The Importance of Legality Principle
Legality principle is captured in the Latin phrase “nullum crimen sine lege, nulla poena sine lege,” which, roughly translated, means “no crime nor punishment without law.” The Islamic criminal theory, states similar concept , la jarimah wa la uqubah illa bil nas. The principle derived from the phrase is that, the law must be enacted before it can enforceable.
In legal discipline, the fundamental principles, or legal maxims, or in Arabic expression, qawaid fiqhiyyah form a reference and guidance in most theories. Most legal maxims in various legal system are founded upon rules of natural justice and legal norms. Meanwhile In Islamic law, most maxims have the origin from the fundamental sources of Islamic law, such as the Quran and Sunnah.
The objective of legality principle is mainly to protects individuals’ freedom and security, negates and prevents abuse of power and thus, avoids giving wide discretionary power to the authority. From historical point of view, the objective of the non-retrospective law is to avoid arbitrary infliction or “picked on” “disfavoured group” in the society.
The maxim mentioned above has two fundamental principles; the principles are, (1) One should not be charged, convicted and punished for an act not prescribed by law as an offence at the time of its commission, and (2) A criminal act will only be punished with the punishment exists at the time of its commission. In another expression, one should not be punished with a greater punishment than the punishment prescribed by law at the time of the commission of the crime. In short, the principle of non-retroactivity underlines the principle that there must be no crime and no punishment except in accordance with fixed and predetermined law. This is known in legal discipline as “Legality Principle”.
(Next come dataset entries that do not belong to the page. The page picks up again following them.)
PR #677, opened 2024-06-11
ENH: Add optional geometry for Grid property

jcrivenaes:
Ref. former PR https://github.com/equinor/fmu-dataio/pull/635 ...

A new attempt for adding the geometry field for a grid property. In this round, it is only relevant for grid properties, as a geometry link for e.g. a surface is more ambiguous.

Also, there was a former discussion on a new type of `uuid` made upfront by `fmu-dataio` in order to connect the geometry to a grid property. This PR does not include that; rather propose this (in case is still relevant) as a separate PR, since it has potential side effects and needs coordination with Sumo.

### DIFF
--- a/src/fmu/dataio/_utils.py
+++ b/src/fmu/dataio/_utils.py
@@ -432,3 +432,37 @@ def read_metadata_from_file(filename: str | Path) -> dict:
         raise OSError(f"Cannot find requested metafile: {metafile}")
     with open(metafilepath) as stream:
         return yaml.safe_load(stream)
+
+
+def get_geometry_ref(
+    geometrypath: str | None, obj: Any
+) -> tuple[str | None, str | None]:
+    """Get a reference to a geometry.
+
+    Read the metadata file for an already exported file, and returns info like this
+    for the data block:
+
+    data:
+      geometry:
+        name: somename
+        relative_path: some_relative/path/geometry.roff
+
+    This means that the geometry may be 'located' both on disk (relative path) and in
+    Sumo
+    """
+    if not geometrypath:
+        return None, None
+
+    gmeta = read_metadata_from_file(geometrypath)
+
+    # some basic checks (may be exteneded to e.g. match on NCOL, NROW, ...?)
+    if isinstance(obj, xtgeo.GridProperty) and gmeta["class"] != "cpgrid":
+        raise ValueError("The geometry for a grid property must be a grid")
+
+    if isinstance(obj, xtgeo.RegularSurface) and gmeta["class"] != "surface":
+        raise ValueError("The geometry for a surface must be another surface")
+
+    geom_name = gmeta["data"].get("name")
+    relpath = gmeta["file"]["relative_path"]
+
+    return geom_name, relpath
--- a/src/fmu/dataio/datastructure/meta/content.py
+++ b/src/fmu/dataio/datastructure/meta/content.py
@@ -111,6 +111,11 @@ class FieldRegion(BaseModel):
     )
 
 
+class Geometry(BaseModel):
+    name: str = Field(examples=["MyGrid"])
+    relative_path: str = Field(examples=["some/relative/path/mygrid.roff"])
+
+
 class GridModel(BaseModel):
     name: str = Field(examples=["MyGrid"])
 
@@ -180,7 +185,10 @@ class Content(BaseModel):
 
     alias: Optional[List[str]] = Field(default=None)
 
-    # Only valid for cooridate based meta.
+    # only relevant for grid properties
+    geometry: Optional[Geometry] = Field(default=None)
+
+    # Only valid for coordinate based meta.
     bbox: Optional[Union[BoundingBox3D, BoundingBox2D]] = Field(default=None)
 
     description: Optional[List[str]] = Field(
@@ -189,7 +197,6 @@ class Content(BaseModel):
     format: str = Field(
         examples=["irap_binary"],
     )
-
     grid_model: Optional[GridModel] = Field(default=None)
     is_observation: bool = Field(
         title="Is observation flag",
--- a/src/fmu/dataio/providers/_filedata.py
+++ b/src/fmu/dataio/providers/_filedata.py
@@ -7,6 +7,7 @@ as this is convinient to populate later, on demand)
 from __future__ import annotations
 
 import re
+import warnings
 from dataclasses import dataclass
 from enum import Enum
 from pathlib import Path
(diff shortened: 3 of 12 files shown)


src/fmu/dataio/_utils.py
```diff
@@ -432,3 +432,37 @@ def read_metadata_from_file(filename: str | Path) -> dict:
...
+    if isinstance(obj, xtgeo.GridProperty) and gmeta["class"] != "cpgrid":
+        raise ValueError("The geometry for a grid property must be a grid")
+
+    if isinstance(obj, xtgeo.RegularSurface) and gmeta["class"] != "surface":
+        raise ValueError("The geometry for a surface must be another surface")
+
+    geom_name = gmeta["data"].get("name")
+    relpath = gmeta["file"]["relative_path"]
+
+    return geom_name, relpath
```
jcrivenaes, line 468: It could be possible to return a pydantic Geometry instance here, but want to avoid that the `_utils` module becomes to much dependant on other modules (i.e. circular dependencies)

src/fmu/dataio/datastructure/meta/content.py
```diff
@@ -111,6 +111,11 @@ class FieldRegion(BaseModel):
     )
 
 
+class Geometry(BaseModel):
+    name: str = Field(examples=["MyGrid"])
+    relative_path: str = Field(examples=["some/relative/path/mygrid.roff"])
```
jcrivenaes, line 116: Could later add an new type of `uuid` here if needed

src/fmu/dataio/providers/objectdata/_xtgeo.py
```diff
@@ -336,6 +351,14 @@ def get_spec(self) -> CPGridPropertySpecification:
     def get_bbox(self) -> None:
         """Derive data.bbox for xtgeo.GridProperty."""
 
+    def get_geometry(self) -> Geometry | None:
+        """Derive data.bbox for xtgeo.GridProperty."""
```
mferrera, line 355: Missed a comment update here

mferrera (approved):
This looks good to me 👍

tests/test_units/test_rms_context.py
```diff
@@ -554,6 +554,32 @@ def test_gridproperty_export_file_set_name(rmssetup, rmsglobalconfig, gridproper
...
+    os.chdir(rmssetup)
+
+    edata = dataio.ExportData(
+        config=rmsglobalconfig, content="depth"
+    )  # read from global config
+    grid_output = edata.export(grid, name="MyGrid")
+
+    # Here the export of the grid property point to the path of the exported geometry,
+    # which is then sufficient to provide a geometry tag in the data settings.
+    output = edata.export(gridproperty, name="MyGridProperty", geometry=grid_output)
```
tnatt, line 572: probably should design the test here using a new instance of `ExportData` with content `cpgrid_property` to export the gridproperty, this pattern will hopefully start to give deprecation warnings soon.

tests/test_units/test_rms_context.py
```diff
@@ -554,6 +554,32 @@ def test_gridproperty_export_file_set_name(rmssetup, rmsglobalconfig, gridproper
...
+@inside_rms
+def test_gridproperty_export_with_geometry(
+    rmssetup, rmsglobalconfig, grid, gridproperty
+):
+    """Export the the grid and the gridprop(s) with connected geometry."""
+    logger.info("Active folder is %s", rmssetup)
+    os.chdir(rmssetup)
+
+    edata = dataio.ExportData(
+        config=rmsglobalconfig, content="depth"
```
tnatt, line 566:
```suggestion
        config=rmsglobalconfig, content="cpgrid"
```

tnatt:
I guess my comment in your previous PR still stands  https://github.com/equinor/fmu-dataio/pull/635#issuecomment-2097614975. We should use the `geometry.name` if `parent` is not provided to make sure the filepaths are equal as before. And there should be a test added to see that the grid property filenames have the grid name in them.

tests/test_units/test_rms_context.py
jcrivenaes: I don't find that `cpgrid` is a valid content...

tnatt: Completely True 😅 I mixed up with the class. Then disregard my comment here!

tests/test_units/test_rms_context.py
tnatt: Edit ignore the content part in my comment above 😄 But probably we want to keep the export in two separate ExportData instances.

jcrivenaes:
> I guess my comment in your previous PR still stands [#635 (comment)](https://github.com/equinor/fmu-dataio/pull/635#issuecomment-2097614975). We should use the `geometry.name` if `parent` is not provided to make sure the filepaths are equal as before. And there should be a test added to see that the grid property filenames have the grid name in them.

Good point; I have done several changes now

src/fmu/dataio/providers/objectdata/_xtgeo.py
```diff
@@ -32,6 +34,39 @@
...
+                    content={"property": {"is_discrete": False}},
+                    name="PORO",
+                    geometry=grid_output,    # <<<
+                )
+                output = por_edata.export(poro)
+            """
+        ),
+        FutureWarning,
+    )
+
```
jcrivenaes, line 68: Will this warning be too intrusive?

mferrera: I wonder if the example should be added into the docs instead. I am not sure if they'll end up more stale at docs or in a warning message, but it is much more usual to include a link here rather than the code example.

src/fmu/dataio/providers/_filedata.py
```diff
@@ -104,6 +104,15 @@ def _add_filename_to_path(self, path: Path) -> Path:
...
         return (path / stem).with_suffix(path.suffix + self.objdata.extension)
 
+    def _parent_name_handling(self) -> str:
+        """Action when both parent key and geometry key are given (GridProperty)."""
+        if not self.objdata.get_geometry():
+            return self.dataio.parent
+
+        geom = self.objdata.get_geometry()
+
+        return geom.name if geom else ""
```
tnatt, line 114: To align with how we treat the `name` which we set as a property, we could do the same for parent here.
```suggestion
    @property
    def parent(self) -> str:
        """Action when both parent key and geometry key are given (GridProperty)."""
        geom = self.objdata.get_geometry()
        return geom.name if geom else self.dataio.parent
```

tnatt: Also should we issue a warning to say that the 'parent' argument is ignored? to avoid confusion 🙂

src/fmu/dataio/providers/objectdata/_xtgeo.py
jcrivenaes: Move to docs :+1:

tnatt (approved):
LGTM 🚀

Legality principle has some important corollaries on the duty of the legislator and the judiciary. The legislature is obliged to legislate criminal law prospectively and legislate the law in specificity and unambiguous. Meanwhile, it is incumbent on the judiciary to strictly construe criminal provisions and exercise limited judicial creativity in the interpretation of criminal law penalising certain act.
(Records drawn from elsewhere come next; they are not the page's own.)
PR #676, opened 2024-06-11
MAINT: Make format and extension provider properties

mferrera:
Works more toward #666

PR #680, opened 2024-06-11
MAINT: Convert efolder into a property

mferrera:
Works toward #666 
Stacked pr on #676


tnatt (approved):
Nice cleanup with the Enum 👍

PR #681, opened 2024-06-12
MAINT: Make layout, table_index properties

mferrera:
Toward #666 
Stacked PR on top of #680 #677

Should be the last piece to flip the switch on having this be, or return, a Pydantic model.


jcrivenaes (approved):
LGTM

PR #683, opened 2024-06-12
ENH: Make ObjectDataProviders return Pydantic models

### LINKED ISSUE #666: Initialize `ObjectDataProvider.metadata` internally as a Pydantic model

mferrera:
Resolves #666

### DIFF
--- a/src/fmu/dataio/_metadata.py
+++ b/src/fmu/dataio/_metadata.py
@@ -17,7 +17,6 @@ from pydantic import AnyHttpUrl, TypeAdapter
 from . import types
 from ._definitions import SCHEMA, SOURCE, VERSION, FmuContext
 from ._logging import null_logger
-from ._utils import drop_nones
 from .datastructure._internal import internal
 from .datastructure.meta import meta
 from .exceptions import InvalidMetadataError
@@ -109,8 +108,7 @@ def generate_export_metadata(
     dataio: ExportData,
     fmudata: FmuProvider | None = None,
     compute_md5: bool = True,
-    skip_null: bool = True,
-) -> dict:  # TODO! -> skip_null?
+) -> internal.DataClassMeta:
     """
     Main function to generate the full metadata
 
@@ -141,7 +139,7 @@ def generate_export_metadata(
     objdata = objectdata_provider_factory(obj, dataio)
     masterdata = dataio.config.get("masterdata")
 
-    metadata = internal.DataClassMeta(
+    return internal.DataClassMeta(
         schema_=TypeAdapter(AnyHttpUrl).validate_strings(SCHEMA),  # type: ignore[call-arg]
         version=VERSION,
         source=SOURCE,
@@ -154,6 +152,4 @@ def generate_export_metadata(
         tracklog=generate_meta_tracklog(),
         display=_get_meta_display(dataio, objdata),
         preprocessed=dataio.fmu_context == FmuContext.PREPROCESSED,
-    ).model_dump(mode="json", exclude_none=True, by_alias=True)
-
-    return metadata if not skip_null else drop_nones(metadata)
+    )
--- a/src/fmu/dataio/datastructure/meta/content.py
+++ b/src/fmu/dataio/datastructure/meta/content.py
@@ -197,9 +197,9 @@ class Content(BaseModel):
     is_prediction: bool = Field(
         title="Is prediction flag",
     )
-    layout: Optional[str] = Field(
+    layout: Optional[enums.Layout] = Field(
         default=None,
-        examples=["regular"],
+        examples=["regular", "cornerpoint"],
     )
     name: str = Field(
         description=(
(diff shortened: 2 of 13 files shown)


src/fmu/dataio/_metadata.py
```diff
@@ -109,8 +108,7 @@ def generate_export_metadata(
     dataio: ExportData,
     fmudata: FmuProvider | None = None,
     compute_md5: bool = True,
-    skip_null: bool = True,
-) -> dict:  # TODO! -> skip_null?
```
mferrera, line 113: I removed skip_null as an option altogether. It doesn't seem to been used, or have ever been possible to use -- it was always True.

src/fmu/dataio/datastructure/meta/enums.py
```diff
@@ -4,6 +4,17 @@
 from typing import Type
 
 
+class AccessLevel(str, Enum):
+    asset = "asset"
+    internal = "internal"
+    restricted = "restricted"
+
```
mferrera, line 11: Just moved these to the top, alphabetically

src/fmu/dataio/providers/objectdata/_base.py
```diff
@@ -62,7 +61,7 @@ class ObjectDataProvider(Provider):
     # result properties; the most important is metadata which IS the 'data' part in
     # the resulting metadata. But other variables needed later are also given
     # as instance properties in addition (for simplicity in other classes/functions)
-    _metadata: dict = field(default_factory=dict)
+    _metadata: AnyContent | UnsetAnyContent | None = field(default=None)
```
mferrera, line 64: Don't like needing to leave this as `None` initially, but we are invested in dataclasses at this point

tests/test_units/test_metadata_class.py
```diff
@@ -109,16 +109,13 @@ def test_populate_meta_objectdata(regsurf, edataobj2):
...
     # surfaces shall have data.spec
-    assert mymeta["data"]
-    assert mymeta["data"]["spec"]
-    assert mymeta["data"]["spec"] == objdata.get_spec().model_dump(
-        mode="json",
-        exclude_none=True,
-    )
+    assert mymeta.data
+    assert mymeta.data.root.spec
+    assert mymeta.data.root.spec == objdata.get_spec()
```
mferrera, line 118: Some of these accesses require a `root` for being a `RootModel`. We could consider adding the relevant dunder methods to make access more obvious -- [Pydantic docs embrace this practice](https://docs.pydantic.dev/latest/concepts/models/#rootmodel-and-custom-root-types)

src/fmu/dataio/datastructure/meta/content.py
```diff
@@ -197,9 +197,9 @@ class Content(BaseModel):
     is_prediction: bool = Field(
         title="Is prediction flag",
     )
-    layout: Optional[str] = Field(
+    layout: Optional[enums.Layout] = Field(
```
mferrera, line 200: This is what changed the schema. It gives a reference to the enum now rather than accepting a generic string.

tests/test_units/test_metadata_class.py
tnatt: Oh that would be nice! I think for one of the tests I wrote I had to go through two different root's to get access to the attribute I wanted and I did not like the look of it 😄

src/fmu/dataio/providers/objectdata/_base.py
```diff
@@ -80,53 +79,44 @@ def __post_init__(self) -> None:
...
+
+        metadata["is_prediction"] = self.dataio.is_prediction
+        metadata["is_observation"] = self.dataio.is_observation
+        metadata["description"] = generate_description(self.dataio.description)
+
+        self._metadata = (
+            UnsetAnyContent.model_validate(metadata)
+            if metadata["content"] == "unset"
+            else AnyContent.model_validate(metadata)
         )
```
tnatt, line 119: Really eager to get away from the `UnsetAnyContent` hack here and populate the `AnyContent` more directly if possible.
 The metadata created without content is not possible to upload to sumo, so not sure if I see any need for this functionality anymore. But I don't have the full overview of why it was added 🙂 I guess before when using `ExportData` to re-export preprocessed data it was annoying to have to give in a content that was not going to be used, but now with the new `ExportPreprocessedData` class it will not be an issue anymore

src/fmu/dataio/_metadata.py
tnatt: nice 👍

tnatt (approved):
Nice work 🚀 We should look into if we can remove the `UnsetAnyContent` hack, but that should be a separate PR 🙂

src/fmu/dataio/providers/objectdata/_base.py
mferrera: Agreed, I packed into a dict initially for the reason but really do not like it. I created #688

PR #685, opened 2024-06-12
FIX: Require fmu.model info in schema

### LINKED ISSUE #684: `fmu.model.name` and `fmu.model.revision` optional or not?
Align `meta.FMUModel` and `globalconfiguration.Model`

To be able to produce metadata we require `fmu.model.name` and `fmu.model.revision` to be set in the global config. But the scema version used to validate before sumo upload has these fields as optional.

https://github.com/equinor/fmu-dataio/blob/58a554f06663e1ced617dbc2ab86df79423ee573/src/fmu/dataio/datastructure/meta/meta.py#L157-L170

https://github.com/equinor/fmu-dataio/blob/58a554f06663e1ced617dbc2ab86df79423ee573/src/fmu/dataio/datastructure/configuration/global_configuration.py#L41-L48

tnatt:
The `fmu.model.name` and `fmu.model.revision` should not be optional in the schema. Closes #684

### DIFF
--- a/schema/definitions/0.8.0/schema/fmu_meta.json
+++ b/schema/definitions/0.8.0/schema/fmu_meta.json
@@ -1179,36 +1179,24 @@
           "title": "Description"
         },
         "name": {
-          "anyOf": [
-            {
-              "type": "string"
-            },
-            {
-              "type": "null"
-            }
-          ],
-          "default": null,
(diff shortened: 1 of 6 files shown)


perolavsvendsen (approved):
LGTM! 🚀

PR #3, opened 2016-06-11
Add nvmrc + extend gitignore

mixmix:


pfraze:
The build directory isnt produced anymore, so it's not in the .gitignore.

And, you dont have to use node 6 anymore, because of the `npm run rebuild` command.

Thanks though!

PR #5, opened 2016-06-13
downgrade electron to 1.1.3

mafintosh:
Should solve the weird replication issues. See https://github.com/electron/electron/issues/5851 for more details


pfraze:
Yep, that solves it.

In addition, every legislation must be publicised to the public in order to give them fair warning, which is an essential principle in the administration of justice. This is due to the nature of the principle that individuals should be warned that certain act is criminalised or punishable by law.
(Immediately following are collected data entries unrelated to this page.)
Issue #56, opened 2016-08-14
Beaker Plugins. Scan 'app/node_modules', instead of using global modules?


joshuef:
I've been starting with the excellent new plugin setup, but ran into a stumbling block just now. I'm not sure if it's really a bug or just a documentation fix... so I thought I'd ask before firing off a PR.

The problem I had developing was the use of `globalModules`, when scanning for plugins.

It's [noted](https://github.com/pfrazee/beaker/blob/master/doc/authoring-plugins.md#overview):
> On load, Beaker will find all modules that fit that name-scheme under ./app/node_modules, and load them.

So I was firing in with a plugin in that folder.. but it wasn't being found. I did some digging and then remembered [this bit](https://github.com/pfrazee/beaker#plugins):

>To install a new plugin, install it globally using npm. 

I was also a bit confused as `dat` and `ipfs` were running, even though I didn't `npm i -g` those plugins.

Anywhooo. This could be as simple as addressing the protocol plugin documentation just to make it clear that things should be global, but I was wondering about the use of `global-modules`, is there a reason you didn't want to reference the `app/node_modules` folder itself and use the plugins as installed there?

I think it would be cleaner to use only the modules as specified in the `app/package.json`. [I have a fork of this](https://github.com/joshuef/beaker) utilising `app/node_modules` setup and working, I can happily PR that.

pfrazee:
Sorry, yes, the documentation is wrong. I'll update it.

Originally the plugins were located in `app/node_modules`, but that didn't work for the binary package. I'm open to alternatives.

pfrazee:
Doc is updated

joshuef:
> that didn't work for the binary package. 

For compiling on OSX? Or on other platforms? The fork has compiled successfully on my osx el cap, but I don't have the facilities to check windows or linux at the mo.

pfrazee:
There are two issues

 1. Electron binaries are typically packed into the .asar archive format, which means you cant npm install into the app/node_modules. [This page explains why that's done](http://electron.atom.io/docs/tutorial/application-packaging/), but the only reason that I care about is the Windows paths. If we find the paths arent an issue in Windows (eg because of npm's new flat directory) then we can stop using .asar. (Note, I currently dont use .asar in the osx build because it breaks IPFS' daemon-launching. If Windows *has* to use .asar, then I'll need a new solution for IPFS.)
[...]

PR #57, opened 2016-08-15
scan app/node_modules for beaker plugins, not global-modules. Remove …

joshuef:
…global-modules from package.json.

Also removes default inclusion of dat/ipfs if not found in globals.

For https://github.com/pfrazee/beaker/issues/56


pfrazee:
Closing, per the discussion in #56

PR #91, opened 2016-09-11
revert any editing in navbar when ESC is pressed, not just remove focus.

poga:
A minor usability issue here. 

In Chrome, if we press ESC when editing navbar, the value of navbar will be reverted to the page's URL. In safari, we need to press ESC 2 times to achieve the same effect.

In terms of criminal law, although norms and values of society are sources of creation of crimes, it does not mean that the society or the courts and the prosecutors are free to decide by themselves on crimes through political legitimacy. Any action or inaction of a person shall only become enforceable as crimes once it is legalised or once the act is made as crime through legislative process in the legislature. That is to say, there shall always be legal process in order for an act or inaction to become a crime.
This fundamental concept is very clear in the Malaysian legal system whereby the sources of law are the statutes. If an offence is not stated in the form of statute, or law passed by any competent legislature, then no act can become a crime. It follows therefore, no prosecution can be made.
All courts in Malaysia shall have the power to hear matters that are found under a written law. Written law means, law which has been passed by legislatures. The power of Judges in the Syariah courts is similar to the power of the judges in Civil Court in the context of application of the law. All judges cannot take law in their hands and convict a person guilty for any act without having a law. Similarly, all prosecutors, in the Syariah or Civil Courts can only prosecute, or bring a person to court based on a law that has been passed by the rightful legislature. Rightful legislature is the legislature that has the power to make the law, which sometime referred as “competent legislature”.
For the purpose of determining the powers of the two legislatures the Constitution provided for provisions stating their specific powers. For instance, the Parliament can make law on matters that have been listed in the Federal List and the State Legislatures can make laws on matters listed under the State List. The Lists are found under the Ninth Schedule to the Federal Constitution. If any of the Legislature has gone beyond the powers listed under the respective list, the law may be declared void by the law though its constitutionality is presumed. There have been few occasions whereby law passed by the Federal and State legislatures have been declared void by the courts on the reason that they have legislated beyond the powers given to them by the Constitution.